● **What is required**: Each record below needs to be set down again exactly.

Stored items from a collection:

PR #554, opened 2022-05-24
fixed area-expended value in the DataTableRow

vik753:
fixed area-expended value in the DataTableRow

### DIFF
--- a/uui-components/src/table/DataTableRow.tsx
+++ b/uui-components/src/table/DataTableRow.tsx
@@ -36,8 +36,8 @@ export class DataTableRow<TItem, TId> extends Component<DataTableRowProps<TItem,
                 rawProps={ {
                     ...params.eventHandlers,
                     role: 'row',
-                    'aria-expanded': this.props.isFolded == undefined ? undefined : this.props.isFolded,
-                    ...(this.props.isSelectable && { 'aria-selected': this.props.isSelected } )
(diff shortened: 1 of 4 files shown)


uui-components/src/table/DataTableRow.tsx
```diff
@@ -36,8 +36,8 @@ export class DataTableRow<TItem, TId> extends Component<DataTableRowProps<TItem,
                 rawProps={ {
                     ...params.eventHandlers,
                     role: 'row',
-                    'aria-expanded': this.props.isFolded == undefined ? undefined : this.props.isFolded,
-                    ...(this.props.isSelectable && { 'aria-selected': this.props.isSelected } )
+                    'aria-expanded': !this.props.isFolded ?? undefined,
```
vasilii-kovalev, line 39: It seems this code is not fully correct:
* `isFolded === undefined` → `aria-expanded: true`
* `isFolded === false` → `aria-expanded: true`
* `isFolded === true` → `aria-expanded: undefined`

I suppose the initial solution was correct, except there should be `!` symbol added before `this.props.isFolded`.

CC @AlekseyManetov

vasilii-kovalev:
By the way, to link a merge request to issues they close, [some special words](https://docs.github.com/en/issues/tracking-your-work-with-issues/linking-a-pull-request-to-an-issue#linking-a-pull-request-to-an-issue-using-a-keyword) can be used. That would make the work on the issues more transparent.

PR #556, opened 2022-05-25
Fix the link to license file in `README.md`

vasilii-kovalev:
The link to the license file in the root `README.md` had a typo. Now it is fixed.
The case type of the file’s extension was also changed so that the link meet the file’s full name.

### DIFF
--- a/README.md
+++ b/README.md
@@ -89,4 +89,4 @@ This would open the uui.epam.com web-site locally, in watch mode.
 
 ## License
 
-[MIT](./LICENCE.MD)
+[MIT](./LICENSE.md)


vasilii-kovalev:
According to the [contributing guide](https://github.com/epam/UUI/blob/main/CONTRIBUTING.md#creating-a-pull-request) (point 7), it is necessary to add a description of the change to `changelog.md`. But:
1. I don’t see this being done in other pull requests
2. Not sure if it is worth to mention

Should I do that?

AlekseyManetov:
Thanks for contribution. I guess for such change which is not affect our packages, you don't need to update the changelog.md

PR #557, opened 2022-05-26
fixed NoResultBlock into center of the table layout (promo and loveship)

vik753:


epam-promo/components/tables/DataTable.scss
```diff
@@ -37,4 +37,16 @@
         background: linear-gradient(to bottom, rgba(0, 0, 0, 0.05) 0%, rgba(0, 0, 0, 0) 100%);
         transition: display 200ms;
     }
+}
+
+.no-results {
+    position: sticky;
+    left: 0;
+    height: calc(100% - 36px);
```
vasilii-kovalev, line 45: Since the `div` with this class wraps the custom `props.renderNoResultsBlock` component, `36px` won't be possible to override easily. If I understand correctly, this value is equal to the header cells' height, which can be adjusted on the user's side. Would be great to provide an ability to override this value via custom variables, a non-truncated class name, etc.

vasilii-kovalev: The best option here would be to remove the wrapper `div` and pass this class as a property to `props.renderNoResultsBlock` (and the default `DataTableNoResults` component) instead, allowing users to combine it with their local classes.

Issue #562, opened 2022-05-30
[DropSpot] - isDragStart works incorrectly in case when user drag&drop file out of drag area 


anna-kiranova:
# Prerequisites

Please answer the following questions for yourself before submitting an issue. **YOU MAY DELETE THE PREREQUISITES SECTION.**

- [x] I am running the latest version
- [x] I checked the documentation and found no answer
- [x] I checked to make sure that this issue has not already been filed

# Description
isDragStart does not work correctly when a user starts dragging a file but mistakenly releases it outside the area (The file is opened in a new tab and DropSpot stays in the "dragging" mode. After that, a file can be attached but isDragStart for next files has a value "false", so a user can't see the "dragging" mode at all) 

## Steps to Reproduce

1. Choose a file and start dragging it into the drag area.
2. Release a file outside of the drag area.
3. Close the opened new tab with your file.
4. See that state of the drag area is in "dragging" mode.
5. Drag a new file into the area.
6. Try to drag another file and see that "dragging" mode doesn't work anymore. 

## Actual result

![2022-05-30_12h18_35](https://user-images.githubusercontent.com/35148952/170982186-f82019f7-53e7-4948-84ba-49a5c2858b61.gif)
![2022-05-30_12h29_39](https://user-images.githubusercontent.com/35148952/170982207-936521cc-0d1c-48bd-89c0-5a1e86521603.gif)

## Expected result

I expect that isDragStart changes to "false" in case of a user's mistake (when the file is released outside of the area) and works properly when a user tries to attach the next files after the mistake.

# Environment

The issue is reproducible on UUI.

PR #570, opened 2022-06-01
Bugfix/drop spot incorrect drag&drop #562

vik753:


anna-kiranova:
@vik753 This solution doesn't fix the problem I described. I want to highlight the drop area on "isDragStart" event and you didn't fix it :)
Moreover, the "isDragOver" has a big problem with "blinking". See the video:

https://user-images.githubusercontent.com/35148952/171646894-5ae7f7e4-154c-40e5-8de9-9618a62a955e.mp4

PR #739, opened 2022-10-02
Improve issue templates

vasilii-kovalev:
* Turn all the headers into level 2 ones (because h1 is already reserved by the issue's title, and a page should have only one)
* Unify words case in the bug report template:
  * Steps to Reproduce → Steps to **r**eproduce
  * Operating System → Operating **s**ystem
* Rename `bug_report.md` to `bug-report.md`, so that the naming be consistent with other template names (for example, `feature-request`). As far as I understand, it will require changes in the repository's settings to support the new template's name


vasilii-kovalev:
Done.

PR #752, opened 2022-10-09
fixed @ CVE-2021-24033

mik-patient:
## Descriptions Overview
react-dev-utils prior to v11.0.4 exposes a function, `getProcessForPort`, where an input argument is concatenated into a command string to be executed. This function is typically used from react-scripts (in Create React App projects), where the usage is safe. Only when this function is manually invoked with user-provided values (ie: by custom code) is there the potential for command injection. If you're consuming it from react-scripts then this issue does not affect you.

● **Response below**:
PR #554, opened 2022-05-24
fixed area-expended value in the DataTableRow

vik753:
fixed area-expended value in the DataTableRow

### DIFF
--- a/uui-components/src/table/DataTableRow.tsx
+++ b/uui-components/src/table/DataTableRow.tsx
@@ -36,8 +36,8 @@ export class DataTableRow<TItem, TId> extends Component<DataTableRowProps<TItem,
                 rawProps={ {
                     ...params.eventHandlers,
                     role: 'row',
-                    'aria-expanded': this.props.isFolded == undefined ? undefined : this.props.isFolded,
-                    ...(this.props.isSelectable && { 'aria-selected': this.props.isSelected } )
(diff shortened: 1 of 4 files shown)


uui-components/src/table/DataTableRow.tsx
```diff
@@ -36,8 +36,8 @@ export class DataTableRow<TItem, TId> extends Component<DataTableRowProps<TItem,
                 rawProps={ {
                     ...params.eventHandlers,
                     role: 'row',
-                    'aria-expanded': this.props.isFolded == undefined ? undefined : this.props.isFolded,
-                    ...(this.props.isSelectable && { 'aria-selected': this.props.isSelected } )
+                    'aria-expanded': !this.props.isFolded ?? undefined,
```
vasilii-kovalev, line 39: It seems this code is not fully correct:
* `isFolded === undefined` → `aria-expanded: true`
* `isFolded === false` → `aria-expanded: true`
* `isFolded === true` → `aria-expanded: undefined`

I suppose the initial solution was correct, except there should be `!` symbol added before `this.props.isFolded`.

CC @AlekseyManetov

vasilii-kovalev:
By the way, to link a merge request to issues they close, [some special words](https://docs.github.com/en/issues/tracking-your-work-with-issues/linking-a-pull-request-to-an-issue#linking-a-pull-request-to-an-issue-using-a-keyword) can be used. That would make the work on the issues more transparent.

PR #556, opened 2022-05-25
Fix the link to license file in `README.md`

vasilii-kovalev:
The link to the license file in the root `README.md` had a typo. Now it is fixed.
The case type of the file’s extension was also changed so that the link meet the file’s full name.

### DIFF
--- a/README.md
+++ b/README.md
@@ -89,4 +89,4 @@ This would open the uui.epam.com web-site locally, in watch mode.
 
 ## License
 
-[MIT](./LICENCE.MD)
+[MIT](./LICENSE.md)


vasilii-kovalev:
According to the [contributing guide](https://github.com/epam/UUI/blob/main/CONTRIBUTING.md#creating-a-pull-request) (point 7), it is necessary to add a description of the change to `changelog.md`. But:
1. I don’t see this being done in other pull requests
2. Not sure if it is worth to mention

Should I do that?

AlekseyManetov:
Thanks for contribution. I guess for such change which is not affect our packages, you don't need to update the changelog.md

PR #557, opened 2022-05-26
fixed NoResultBlock into center of the table layout (promo and loveship)

vik753:


epam-promo/components/tables/DataTable.scss
```diff
@@ -37,4 +37,16 @@
         background: linear-gradient(to bottom, rgba(0, 0, 0, 0.05) 0%, rgba(0, 0, 0, 0) 100%);
         transition: display 200ms;
     }
+}
+
+.no-results {
+    position: sticky;
+    left: 0;
+    height: calc(100% - 36px);
```
vasilii-kovalev, line 45: Since the `div` with this class wraps the custom `props.renderNoResultsBlock` component, `36px` won't be possible to override easily. If I understand correctly, this value is equal to the header cells' height, which can be adjusted on the user's side. Would be great to provide an ability to override this value via custom variables, a non-truncated class name, etc.

vasilii-kovalev: The best option here would be to remove the wrapper `div` and pass this class as a property to `props.renderNoResultsBlock` (and the default `DataTableNoResults` component) instead, allowing users to combine it with their local classes.

Issue #562, opened 2022-05-30
[DropSpot] - isDragStart works incorrectly in case when user drag&drop file out of drag area 


anna-kiranova:
# Prerequisites

Please answer the following questions for yourself before submitting an issue. **YOU MAY DELETE THE PREREQUISITES SECTION.**

- [x] I am running the latest version
- [x] I checked the documentation and found no answer
- [x] I checked to make sure that this issue has not already been filed

# Description
isDragStart does not work correctly when a user starts dragging a file but mistakenly releases it outside the area (The file is opened in a new tab and DropSpot stays in the "dragging" mode. After that, a file can be attached but isDragStart for next files has a value "false", so a user can't see the "dragging" mode at all) 

## Steps to Reproduce

1. Choose a file and start dragging it into the drag area.
2. Release a file outside of the drag area.
3. Close the opened new tab with your file.
4. See that state of the drag area is in "dragging" mode.
5. Drag a new file into the area.
6. Try to drag another file and see that "dragging" mode doesn't work anymore. 

## Actual result

![2022-05-30_12h18_35](https://user-images.githubusercontent.com/35148952/170982186-f82019f7-53e7-4948-84ba-49a5c2858b61.gif)
![2022-05-30_12h29_39](https://user-images.githubusercontent.com/35148952/170982207-936521cc-0d1c-48bd-89c0-5a1e86521603.gif)

## Expected result

I expect that isDragStart changes to "false" in case of a user's mistake (when the file is released outside of the area) and works properly when a user tries to attach the next files after the mistake.

# Environment

The issue is reproducible on UUI.

PR #570, opened 2022-06-01
Bugfix/drop spot incorrect drag&drop #562

vik753:


anna-kiranova:
@vik753 This solution doesn't fix the problem I described. I want to highlight the drop area on "isDragStart" event and you didn't fix it :)
Moreover, the "isDragOver" has a big problem with "blinking". See the video:

https://user-images.githubusercontent.com/35148952/171646894-5ae7f7e4-154c-40e5-8de9-9618a62a955e.mp4

PR #739, opened 2022-10-02
Improve issue templates

vasilii-kovalev:
* Turn all the headers into level 2 ones (because h1 is already reserved by the issue's title, and a page should have only one)
* Unify words case in the bug report template:
  * Steps to Reproduce → Steps to **r**eproduce
  * Operating System → Operating **s**ystem
* Rename `bug_report.md` to `bug-report.md`, so that the naming be consistent with other template names (for example, `feature-request`). As far as I understand, it will require changes in the repository's settings to support the new template's name


vasilii-kovalev:
Done.

PR #752, opened 2022-10-09
fixed @ CVE-2021-24033

mik-patient:
## Descriptions Overview
react-dev-utils prior to v11.0.4 exposes a function, `getProcessForPort`, where an input argument is concatenated into a command string to be executed. This function is typically used from react-scripts (in Create React App projects), where the usage is safe. Only when this function is manually invoked with user-provided values (ie: by custom code) is there the potential for command injection. If you're consuming it from react-scripts then this issue does not affect you.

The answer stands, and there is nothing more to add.